Photo: Thorkild Amdi Christensen

Two new DTU doctors

Tuesday 21 Jun 16

Peter Munk

Photo: Thorkild Amdi Christensen
Larval fish ecology – adaptations and physical linkages.
When: Doctoral defence at 2 p.m. on 1 July in Building 101, Meeting Room 1.

Yunzhong Chen

Photo: Thorkild Amdi Christensen
Title: Emergent Material Science and Functionalities at Atomically-Engineered Oxide Interfaces
When: Doctoral defence at 2 p.m. on 8 July in Building 101, Meeting Room 1.

Two new doctoral theses from DTU are set to take us on a journey across the seven seas to examine fish larvae, and into the laboratory to push microscopic materials to their limits.

This summer, two DTU researchers will reach the pinnacle of academic achievement in the field of engineering and technical natural sciences research when they defend their doctoral theses prior to receiving their doctorates in technical science, along with the prestigious title of Doctor Technices (Dr. Techn.).

The ‘doctors in waiting’ are Senior Research Scientist Peter Munk from DTU Aqua, who has built up fully 35 years of research into fish larvae, and Senior Researcher Yunzhong Chen from DTU Energy, who is constantly challenging the limits of how far electronics can be miniaturized.

The ecology of fish larvae

Peter Munk has taken part in a great many voyages to destinations including Greenland, the North Sea and the Sargasso Sea, where he has examined the growing conditions for fish larvae, across fish species, physical conditions and climate zones.
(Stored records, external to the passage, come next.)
PR #3664, opened 2023-03-11
[QUEST] Unbridled Passion - Add alternative CS in Xarcabard

kaincenteno:
**_I affirm:_**

* assigns destinations table to xi.teleport.destination, to avoid referring to magic numbers when checking the player's position with the destination in a script.
* adds missing cs for Unbriddled Passion quest, there is a different CS if you zone into the area by means of teleport Vahzl

set charvar 'unbridledPassion' to 3
use teleport vahzl spell and watch the cs show.

### DIFF
--- a/scripts/globals/teleports.lua
+++ b/scripts/globals/teleports.lua
@@ -151,6 +151,7 @@ local destinations =
     [ids.ESCHA_RUAUN]           = {   -0.371,  -34.279, -466.980, 192, 289 },
     [ids.MISAREAUX_CONFLUENCE]  = {  -57.385,  -21.460,  568.941, 160,  25 }
 }
+xi.teleport.destination = destinations
 
 xi.teleport.type =
 {
--- a/scripts/globals/teleports.lua
+++ b/scripts/globals/teleports.lua
@@ -87,7 +87,7 @@ xi.teleport.id = ids
 -- TELEPORT TO SINGLE DESTINATION
 -----------------------------------
 
-local destinations =
+xi.teleport.destination =
 {
     [ids.DEM]                   = {  220.000,   19.104,  300.000,   0, 108 }, -- (R)
     [ids.HOLLA]                 = {  420.000,   19.104,   20.000,   0, 102 }, -- (R)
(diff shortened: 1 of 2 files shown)


scripts/globals/teleports.lua
```diff
@@ -151,6 +151,7 @@ local destinations =
     [ids.ESCHA_RUAUN]           = {   -0.371,  -34.279, -466.980, 192, 289 },
     [ids.MISAREAUX_CONFLUENCE]  = {  -57.385,  -21.460,  568.941, 160,  25 }
 }
+xi.teleport.destination = destinations
```
zach2good: If you're going to do this, make the initial local table global and update any later calls to `destinations` to use it

scripts/zones/Xarcabard/Zone.lua
```diff
@@ -5,6 +5,7 @@ local ID = require('scripts/zones/Xarcabard/IDs')
 require('scripts/quests/i_can_hear_a_rainbow')
 require('scripts/globals/conquest')
 require('scripts/globals/keyitems')
+require("scripts/globals/teleports")
```
zach2good: Single quotes in these includes, like all the others its surrounded by

scripts/zones/Xarcabard/Zone.lua
```diff
@@ -43,7 +43,15 @@ zoneObject.onZoneIn = function(player, prevZone)
     elseif quests.rainbow.onZoneIn(player) then
         cs = 9
     elseif unbridledPassionCS == 3 then
-        cs = 4
+        if
+            math.floor(pos.x) == math.floor(xi.teleport.destination[xi.teleport.id.VAHZL][1]) and
```
zach2good: I think a better way to do this would just be a distance check with the Vahzl teleport. With double/float numbers, checking against zero is one thing, but this flooring/checking pattern doesn't sit right.

kaincenteno: yeah a friend suggested that too. It's fixed now =)

scripts/zones/Xarcabard/Zone.lua
kaincenteno: fixed =)

scripts/globals/teleports.lua
kaincenteno: done, and updated the later calls to refer to the global table :)

zach2good (approved):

The growing conditions for larvae are crucial to the future of fish populations. For example, the larvae have to have access to the right food in the right quantities, and the physical conditions must suit them from an evolutionary perspective. Changes to these conditions may have serious consequences for the entire fish population.

“At an early stage of my career, I realized that the physical conditions—the ‘hydrography’—for the larvae had to play a significant role in their growth and development, and were actually crucial in defining where the fish breeding areas were located. It is clear that fronts, where hot water meets cold water, for example, or where fresh water meets saltwater, provide the best conditions for the larvae,” relates Peter Munk, who has examined larvae both in huge populations in their natural marine surroundings, and at individual level in the laboratory, where it is possible to regulate aspects such as turbulence, light intensity and access to food.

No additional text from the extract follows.